Outch ! Bah mince alors, jamais vu ça...

Faut croire que y'a un sale truc qui est arrivé à l'extension "Sage" (perso j'ai jamais eu de conflit de ce genre, mais je sais que ça arrive qu'une extension en bousille une autre), donc tu peux toujours essayer de la désinstaller/réinstaller elle.  Désolé, mais j'ai pas des masses d'autres idées :/

----------

## yesi

en effet, ce n'était pas conquery qu'il fallait enlever mais sage...

 :Wink: 

bizarre! vous avez dit bizarre! comme c'est étrange!

----------

## Dais

"Tu l'as voulu, tu l'as eu, un grand coup dtd ! (dans ton derrière)"

/Dais, qui sort   :Arrow: 

----------

## TGL

 *yesi wrote:*   

> en effet, ce n'était pas conquery qu'il fallait enlever mais sage...

 

Et après réinstallation de Sage et de Conquery, ça se reproduit encore ou bien elles cohabitent pacifiquement cette fois ?

 *Dais wrote:*   

> Tu l'as voulu, tu l'as eu, un grand coup dtd !

 

 :Laughing: 

----------

## yesi

la cohabitation se fait uniquement si désinstalltion de "sage" , installation de "conquery" puis de "sage"  :Smile: 

 *Quote:*   

> "Tu l'as voulu, tu l'as eu, un grand coup dtd ! (dans ton derrière)" 

 

ah quelle journée! j'ai mal aux fesses...

vu sur #gentoofr

 *Quote:*   

> ·14:21·        yesi - j'ai essyé une extension de mozilla : conquery
> 
> ·14:21·      Bollzy - désinstalle là
> 
> ·14:21·      sirion - ouais
> ...

 

----------

## yesi

tgl, j'ai trouvé un lien intéressant pour la video: truveo.com (ou blinkx.com)...

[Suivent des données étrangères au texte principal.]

PR #634, opened 2021-12-22
Rmk12: Lispusers packages of general utility, but especially for git compare

rmkaplan:


rmkaplan:
Note that rmk12 was created under rmk11 instead of master, so I presume it would inherit the previous rmk11 commits when they are merged.  I hope that's the right way of tracking sequential pull's.

masinter (approved):
LGTM (without testing alas)

PR #641, opened 2022-01-03
Rmk13: More infrastructure for flexible region management and support for comparisons

rmkaplan:


masinter (approved):
browsed changes. looks OK. That TEDIT(ATOM) works and TEDIT(PATHNAME) (using Common Lisp pathnames) is an ancient non-feature.

PR #642, opened 2022-01-04
Rmk14: Browsers for COMPAREDIRECTORIES, COMPARESOURCES, COMPARETEXT for TEDIT files

rmkaplan:


masinter (approved):
i'm not sure it works to merge the two branches into master when one is just the subset of the second; does this work with Git?

rmkaplan:
I was going to write a message about this.  I am making new branches sequentially in Medley, based on initials and bumping the number by one.  So, if 13 is the largest n such that rmkn is a branch, my next branch will be rmk14.

The question is, should rmk14 be made while rmk13 is the state of my current clone, or should I first switch back to origin/master and then make rmk14.

In the first case, rmk14 will inherit all of the commits in rmk13, plus its own commits.  If I  compare rmk14 to rmk13, I see just the additional commits.  But if I compare it to origin/master, I see the union of all the changed files.

So I presume that approving and merging the newest one would get them all in master.  But that’s a lot to approve in one go.  So approval/merge of the parent one first would allow incremental focus on a smaller number of files.  

I think it would be more dangerous if the later one were made directly on master, and it was merged in first.  If it had dependencies on rmk13 files that had not yet been merged, it might be messy to unwind.

But what do I know.

masinter:
in the case in hand, you have rmk13 and rmk14, where 14 includes all of the changes of 13. But either they are independent or they are not. If they are both approved, it would be better to merge 14 and delete 13.

masinter:
hmmm. I merged 14 and then merged 13 with no  problem. No conflicts so.... so far so good.

rmkaplan:
My theory is that if you merge 13 and then 14 you would get the same result as if you just merged 14.  The difference would be in how many files you have to look at to do a single approval, and whether it is better that they are set up in stages.

PR #651, opened 2022-01-25
Rmk17:  Minor tweaks to sources

rmkaplan:
Mostly extending/smoothing some rough edges


nbriggs (changes requested):
UNPACKFILENAME.STRING fails to produce correct results on
 `(UNPACKFILENAME.STRING "{host}dev:/dir1/dir2/foo.xx:yy")`
that is, any time there is a second colon after the first in a legal device place.   That example produces `(HOST "host" DEVICE "dev:/dir1/dir2/foo.xx:" NAME "yy")`

rmkaplan:
Fixed the double colon problem.

nbriggs:
The fix doesn't quite implement the grammar and quoting rules from the IRM --
```
The standard syntax for a file name that contains all of those fields is
   {HOST}DEVICE:<DIRECTORY>NAME.EXTENSION;VERSION
```
and
```
Different hosts have different requirements regarding which characters are valid in file names. 
From Interlisp-D's point of view, any characters are valid. However, in order to be able to parse
a file name into its component fields, it is necessary that those characters that are conventionally
used as file name delimiters be quoted when they appear inside of fields where there could be ambiguity.
The file name quoting character is "'" (single quote). Thus, the following characters must be quoted
when not used as delimiters: :, >, ;, /, and ' itself. The character . (period) need only be quoted
if it is to be considered a part of the EXTENSION field. The characters }, ], and)
need only be quoted in a file name when the host field of the name is introduced by {, [, and (, respectively.
The characters {, [, (, and < need only be quoted if they appear as the first character
of a file name fragment, where they would otherwise be assumed to introduce
the HOST or DIRECTORY fields.
```
As someone (whose name I don't remember, from the CSL quote board) once said: Parsing is the Vietnam of Computer Science.

nbriggs:
Maybe it's close enough, though.  I don't know whether PACKFILENAME.STRING should be introducing quote characters when creating a name out of parts that would create an ambiguity when they're packed together.

rmkaplan:
It does parse the canonical example properly, and it does treat the ‘ as an escape.  But all of this parsing code is a mess, so it wouldn’t surprise me if something is screwed up..  But it’s always been that way, this change was just to make sure that the device colon (unquoted) comes before the directory brackets or slashes.  There are 2 different (but I think exactly equivalent) subfunctions \UPF.NEXTPOS and LASTCHPOS that seem to interpret the ‘.

So I tried to fix the thing that was clearly broken (and that interfered with my use of time-stamps in directory names).  There may be other departures from the nominal specification, both in unpacking and packing, it’s hard to say.  (What we really need is a light-weight finite-state-transducer package for stuff like this, perhaps one that compiles its patterns out into code.)

nbriggs:
... and a grammar for what it's actually supposed to recognize, which isn't exactly well specified, with descriptions such as quoting being required "where there could be ambiguity"...

masinter:
It’s OK to say  that some perfectly valid Unix pathnames can’t be used by Medley {DSK}. That includes any unicode filenames.

I'd suggest adding *%  to .gitignore.
Are there popular conventions for modern commonlisp implementations? 

--

masinter:
But this discussion is very confusing... which {HOST} do we have that has any "device:"?
Seems like a lot of discussion of a non-existent problem, in ancient code with other, serious problems.

rmkaplan:
Yes, the device issue is an anachronism.  But it was there, and I think not correctly/usefully implemented—the first colon should end the device field, not the last one.

nbriggs:
... and when you had a colon in the name NOT as part of a device it confused the parser.

When you're running on a Windows system, host {dsk} should have a device -- "{dsk}D:/foo/bar.txt" would be the way I would expect to refer to a directory on the D: drive.

sources/UFS
```diff
@@ -1,10 +1,11 @@
 (DEFINE-FILE-INFO PACKAGE "INTERLISP" READTABLE "INTERLISP" BASE 10)
-(FILECREATED "21-Apr-2021 11:36:54" {DSK}<Users>kaplan>Local>medley3.5>git-medley>sources>UFS.;5 69271
```
nbriggs, line 2: I'm not sure how this code interacts with the Maiko ufs.c code and dir.c code...

rmkaplan:
I think that the directory depth enumeration is done by faking recursive calls to the top-level Maiko enumerator.  All this was intended to do was to make the top-level parameter available in the recursive calls, as opposed to it just always going to * for the version and extension, and enumerating more than subdirectories were asked for.

So, my hypothesis is that doesn’t interact with Maiko in any new way, just passes better arguments to the recursive calls.

nbriggs:
I *think* the Maiko code only gets a string, so passing the DEFAULTEXT and DEFAULTVER will probably turn into a "better" string being sent on down.  But, there are comments in the "dir.c" code like:
```
/*                                                                                                                                                                                                  
 * The way to deal with the version field in file enumeration is a little                                                                                                                           
 * bit tricky because of the bad specification of original {UNIX} device.                                                                                                                           
 *                                                                                                                                                                                                  
 * According to the Medley 1.1 release note, in the representation                                                                                                                                  
 * "{UNIX}<dir>name.ext;3", ';' and '3' are regarded as a part of the                                                                                                                               
 * file name, not its version.  On the other hand, in 1.1 implementation,                                                                                                                           
 * in the pattern "{UNIX}<dir>*.*;*", the ';' and the last '*' are regarded                                                                                                                         
 * as a version field, not part of the file name.  Actually the pattern                                                                                                                             
 * "{UNIX}<tmp>*.*;*" enumerates all of the files on /tmp directory                                                                                                                                 
 * even if they never include ';' character in its name, as well as '.'.                                                                                                                            
 *                                                                                                                                                                                                  
 * Thus I believe, the specification should be clean upped as like,                                                                                                                                 
 * "UNIX device always ignores the version field in it file name representation                                                                                                                     
 * even if a user specifies it explicitly".                                                                                                                                                         
 * But to keep a compatibility to an already released version, we have                                                                                                                              
 * to do some trick here.                                                                                                                                                                           
 */
```

nbriggs (commented):
I don't see STRING.EQUAL in the IRM, though that surprises me a little, but I guess that means there's no corresponding documentation change necessary.

nbriggs (approved):
I think that this will work.

rmkaplan:
Yes, it isn’t in the IRM, for whatever reason.  I was surprised.  But I figured that a simple extension wouldn’t screw anything.

rmkaplan:
For {UNIX} it must be a little different than for {DSK}.  Where does it do the ~n~ transformation?

What this should do, and I think it does, is honor the case of “”/NIL (highest version), * (all versions) and a paricular n (just that version), in a subdirectories as well as the top directory.

masinter:
> I don't see STRING.EQUAL in the IRM, though that surprises me a little, but I guess that means there's no corresponding documentation change necessary.
?
image

masinter:
I'm not sure what I'm worried about -- loading things into old sysouts?

rmkaplan:
> I'm not sure what I'm worried about -- loading things into old sysouts?

I don't think that's an issue for this, the function existed and its old behavior is preserved, it now has a new optional argument

masinter:
when you add a feature in sources (core ) and lispusers that aren't in the loadup depends on that feature?


I'm also worried about introducing bugs that only happen with case sensitive file systems. Mac and windows are case insensitive but linux and WSL are case sensitive.

I've noticed that IL:DIRECTORY returns all upcase filenames but INFILEP returns case preserved names.
There were problems with matching lower case font filenames -- I suspect FONTSAVAILABLE had the problem.

Common Lisp uses another datatype (pathname) instead of Interlisp's strings, although there seems to be some coersion.

TEDIT won't take a string as a file name -- it treats it as the string to edit.

probably 3 separate issues

PR #655, opened 2022-01-27
Rmk18

rmkaplan:
More simple cleanups.  Some were in the now abandoned rmk15


nbriggs (approved):
Looks good.  It would probably be interesting to do a little bit more to investigate the RESETLST/RESETSAVE issue though in case it's a symptom of something more insidious.

PR #658, opened 2022-01-28
Rmk19: Updates and remaining components for managing comparisons and interactions between git and Medley

rmkaplan:


masinter (approved):
All lispusers packages not in loadup so I didn't look hard

rmkaplan:
It would be good for others to do a sanity check now.  Loading GITFNS.LCOM should load all of the component pieces. Make GITMEDLEYDIR point to your clone, and then try  "prc lmm10" to compare branch lmm10 to origin/master. (See GETFNS.TEDIT).

As a starting point for the "my medley" mode of separating working Medley from the clone, make a copy of the origin/master clone (without the . files) in a new directory, and let MEDLEYDIR point to that.  If you now check out lmm10 in the clone, the command gmc will compare library, lispusers, sources of lmm10 against your working Medley files (which at the beginning are the same as origin/master, so the result should be equivalent to the prc test).

PR #664, opened 2022-01-30
Rmk19

rmkaplan:
A few gti bug fixes, mostly clean up around window/region management.


masinter (approved):
lispusers under development will try soon

PR #665, opened 2022-02-01
New version of IRM

Anzus:
New version of the IRM, updated to Medley.


rmkaplan:
When I try to open a TEDIT file, I get a font not found error for the display font Palatino 9 MRR.  Should the site greeting file include fonts>adobe> on DISPLAYFONTDIRECTORIES?

Having pushed that on, the files open but with a lot of unknown image object boxes for IM-INDEX.   Maybe a readme file in the directory or a separate loader that gets all the right stuff?

Should the pdf's be in a separate subdirectory?

And should this directory be renamed?  "new" is a relative notion.  What about "medley-irm"?

nbriggs:
I agree there should be a package (internal/library ?) that makes sure all the image objects are defined and the fonts are available.

masinter:
> When I try to open a TEDIT file, I get a font not found error for the display font Palatino 9 MRR. Should the site greeting file include fonts>adobe> on DISPLAYFONTDIRECTORIES?

does that help? I thought there might be problems with font file names.

> 
> Having pushed that on, the files open but with a lot of unknown image object boxes for IM-INDEX. Maybe a readme file in the directory or a separate loader that gets all the right stuff?

Image objects code needs to be loaded. If you load MAKE-PS it has a lot of them, except Notecards has its own not in the medley repo. 
 
> Should the pdf's be in a separate subdirectory?

I've been putting pdfs in Interlisp.github.io (interlisp.org) or in Google docs because they're useful without running Medley.
I've been putting "original source" files in the "history" repo and the "latest version" (for updating) in the "medley" repo.

> And should this directory be renamed? "new" is a relative notion. What about "medley-irm"?

in the medley repo i'd call it docs/irm.  When you render a filename.tedit to a printable format the image object creates a filename.imptr which I imagine is used by helpsys. You'll see that '*.IMPTR' is in .gitignore.

nbriggs:
Ah, I see in `medley/docs/Documentation Tools` there are all the tools and TEdit documentation for the IRM process (which might shed more light on the DINFO situation too... I haven't read through them all at this point).

Anzus:
Yes, the IM-INDEX image objects are used by IM-TOOLS to create the index (if I can reconcile John’s last edits to the code with the original). The .IMPTR files are indeed used for the index files. This repository does not contain that index, because I haven’t been able to get it to work yet, but I know there was interest in the IRM in TEDIT form. There’s a fairly arcane process that is only partially documented.

I’m happy to rename the repo to medley-irm.

masinter:
It looks like this was mainly a substitution of Medley for Interlisp-D in the text.
image
21-PERFORMANCE (Medley) and 22-PERFORMANCE (Interlisp-D)
image
22-PROCESSES (Medley) and 23-PROCESSES (Interlisp-D)
23-SSTREAMS (?) and 23-STREAMS (?)

PR #672, opened 2022-02-10
cleanup lispusers and library H* I* K* L* and started on M*

masinter:
making a little progress on #7


masinter:
I  put a README.md in lispusers that points to t he  (inaccurate) LispUsers files until I've gone through the alphabet

PR #674, opened 2022-02-12
Complete revamp of the buildRelease and buildDocker workflows for Medley

fghalasz:
Complete revamp of the buildRelease and buildDocker workflows for Medley to use new release tags and the sentry model introduced by jstumbo.  Also adding the buildReleaseInclDocker composite workflow.


masinter (approved):
wow

PR #675, opened 2022-02-12
Fgh002.1: Workflow to test Docker Hub Login in this repo

fghalasz:
The buildDocker workflow is failing because it fails to login to Docker Hub.  Probably an issue with the DOCKERHUB secrets for this repo.  This workflow allows us to test/debug this.  Needs to be on master branch for it to work.


masinter (approved):
getting to a stable base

http://fr.news.yahoo.com/050914/7/4l21r.html

----------

## TGL

Allez zou, à l'occasion de la création du notre "Documentation, astuces et scripts", une petite mise à jour des différents plugins de recherche f.g.o pour inclure les sous-forums. Le lien de téléchargement du post original a été mis à jour (le nom de l'archive devrait être gentoo-plugins-20051113.tar.bz2).

----------

## TGL

Une petite mise-à-jour pour ajouter des plugins de Googlification de www.gentoo.org simplifiés. Screenshot :

http://tdegreni.free.fr/gentoo/conquery/gentoo-simple-google-screenshot.png

Le lien de téléchargement du post d'origine est à jour (le nom de l'archive est maintenant gentoo-plugins-20051122.tar.bz2).

----------